# Need Help Increasing Hydro



## wngt368 (Oct 4, 2008)

Hi I know it is childish but I need help running up my hydro / heating bill as my landlord will not fix my heating problem.

I was thinking of buying those light bulbs people use to grow marijuana as it increases electricty usage to like 10-20 times of what normal people use in a month. I would use it to grow a orange tree or osmething in the closet. I don't mind the cost will dish out like 500, does anyone know of any good systems for that?

Does anyone know of any way to increase power usage?


----------



## pat3612 (Jan 29, 2008)

You could keep filling up the bathtub with hot water use as much as you can every time it heats up again fill up the tub.Dont waste you money on lights go and buy some electric heaters plug them in and the hydro will go crazy. If you can find some older ones they suck hydro better, plus you will be warm. Dont overload the system though you dont want a fire.You could leave your oven on high to with the door open. Leave it on as long as your home sucks hydro and warms the place up.


----------



## Calmer (Mar 9, 2008)

Are you going to freeze while growing the orange tree that needs a heated environment as well?
You are better to do things legally as a landlord has to provide heat and maintain/repair appliances and items. 
Know your rights:
http://www.ltb.gov.on.ca/en/Key_Information/STEL02_111890.html

Quote:
*""Vital services" are hot or cold water, fuel, electricity, gas and, during certain months of the year, heat*. Where a landlord provides heat, it must be kept at a minimum temperature of 20° Celsius from September 1 to June 15. However, your own municipal standards may be higher."


----------



## wngt368 (Oct 4, 2008)

Well right now I have sink/ and sink and tub running with hot water soley.
5 big heaters blasting right now, with the appropriate surroundings so no fires. I won't freeze while i grow the oranges cuz of all the heaters but in addition I have opened the window so that it doesnt get too hot in there now because 5 heaters are a lot. and i guess iw ill turn the oven on ocasionally as well.


----------



## pat3612 (Jan 29, 2008)

Ok how hot do you need it. Turn down the heaters. I would not want to see a fire started. Do you have fish . You do not want to get them to hot.  
Take the advice from Calmer.


----------



## wngt368 (Oct 4, 2008)

pat3612 said:


> Ok how hot do you need it. Turn down the heaters. I would not want to see a fire started. Do you have fish . You do not want to get them to hot.
> Take the advice from Calmer.


i got windows open to balance it out for now


----------



## desjardo (Aug 30, 2008)

Well I have been pissed at landlords b4 too but I would reccommend getting them back in a way that doesnt waste energy. In this day and age its a valued commod. I spend my spare time lately reading about eco-friendly aquarium ideas.
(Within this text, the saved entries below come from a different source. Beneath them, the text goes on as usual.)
PR #4945, opened 2020-02-16
Database & keyring generation for benchmarks optimised

NikVolf:
- speeds up benchmarking dramatically (since keyring generation no longer done on every iteration)
- allows to reuse seed databases (just `clone`, and you get a copy with brand new directory)

### DIFF
--- a/bin/node/testing/benches/import.rs
+++ b/bin/node/testing/benches/import.rs
@@ -100,14 +100,12 @@ struct BenchKeyring {
 // This is prepared database with genesis and keyring
 // that can be cloned and then used for any benchmarking.
 struct BenchDb {
-	random_space: usize,
 	keyring: BenchKeyring,
 	directory_guard: Guard,
 }
 
 impl Clone for BenchDb {
 	fn clone(&self) -> Self {
-		let random_space = self.random_space;
 		let keyring = self.keyring.clone();
 		let dir = tempdir::TempDir::new("sub-bench").expect("temp dir creation failed");
 
@@ -132,14 +130,14 @@ impl Clone for BenchDb {
 			&fs_extra::dir::CopyOptions::new(),
 		).expect("Copy of seed database is ok");
 
-		BenchDb { keyring, directory_guard: Guard(dir), random_space }
+		BenchDb { keyring, directory_guard: Guard(dir) }
 	}
 }
 
 impl BenchDb {
 
-	fn new(random_space: usize) -> Self {
-		let keyring = BenchKeyring::new(random_space);
+	fn new(keyring_length: usize) -> Self {
+		let keyring = BenchKeyring::new(keyring_length);
 
 		let dir = tempdir::TempDir::new("sub-bench").expect("temp dir creation failed");
 		log::trace!(
@@ -150,7 +148,7 @@ impl BenchDb {
 		let (_client, _backend) = bench_client(dir.path(), Profile::Native, &keyring);
 		let directory_guard = Guard(dir);
 
-		BenchDb { keyring, random_space, directory_guard }
+		BenchDb { keyring, directory_guard }
 	}
 
 	fn generate_block(&mut self) -> Block {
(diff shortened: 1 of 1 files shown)


bin/node/testing/benches/import.rs
```diff
@@ -92,10 +92,169 @@ fn genesis(keyring: &BenchKeyring) -> node_runtime::GenesisConfig {
...
+			dir.path(),
+			&fs_extra::dir::CopyOptions::new(),
+		).expect("Copy of seed database is ok");
+
+		BenchDb { keyring, directory_guard: Guard(dir), random_space }
+	}
+}
+
+impl BenchDb {
+
```
bkchr:
```suggestion
```

bin/node/testing/benches/import.rs
```diff
@@ -92,10 +92,169 @@ fn genesis(keyring: &BenchKeyring) -> node_runtime::GenesisConfig {
...
+	fn new(random_space: usize) -> Self {
```
bkchr:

I am currently trying to figure out what to do with water from changes....Hmmmm.
But I would not continue this...


----------



## Sunstar (Jul 29, 2008)

contact the landlord tennant tribunal. They will assist you in short order. learn your rights. Hand him a letter in writing, keep a copy for yourself. Always keep records. if he does not comply, then contact the tribunal with your records hands to show you at least tried. 

My appartment temp is low, but my windows are single glazed and I get hit by direct north/west winds. I typically don'y mind a cooler temp, except for my fish. (My bedroom window is quite open). I sleep best when I am cold. (probably because my mums former house was 160 years old and barely had insulation)

Don't waste energy or water. Speaking of water, the water's been not too hot lately. As for water changes, although itis harder in an appartment. Go water plants or your garden. (or make an ice rink)


----------



## PPulcher (Nov 17, 2006)

desjardo said:


> I spend my spare time lately reading about eco-friendly aquarium ideas. I am currently trying to figure out what to do with water from changes....Hmmmm.


Durring the summer, I pump it out the basement window to be used in the garden.


----------



## Zebrapl3co (Mar 29, 2006)

I think you're right by assuming that you are being childish. Why do things like that? It just makes you look worst than your landlord.
I am not sure what is your heating problem, but if your landlord is not a company and doesn't have an in house lawyer. You can ask him to fix it or you will fix it and the cost will be deducted from his rent. Check on these things with city hall, or ask for some reference site you can visit.
I've had my poor experience with bad landlord. At one point in time, I can see myself doing what you're doing (actually, I'd do something worst). But in the end I just let it go and move else where. Now years later, looking back, I am kind of glad I didn't some thing stupid or childish. It just escalate to a new level and you don't know what your stupid landlord might do in retaliation. He might changed the lock on you or something or just wait until you'r one day late with your rent and change the lock. And besides, I won't pay $2000 just to get some MH light just to rack up a $500 bill. That's just not smart.
My suguestion is to buy an electric heater and use it to heat up your room.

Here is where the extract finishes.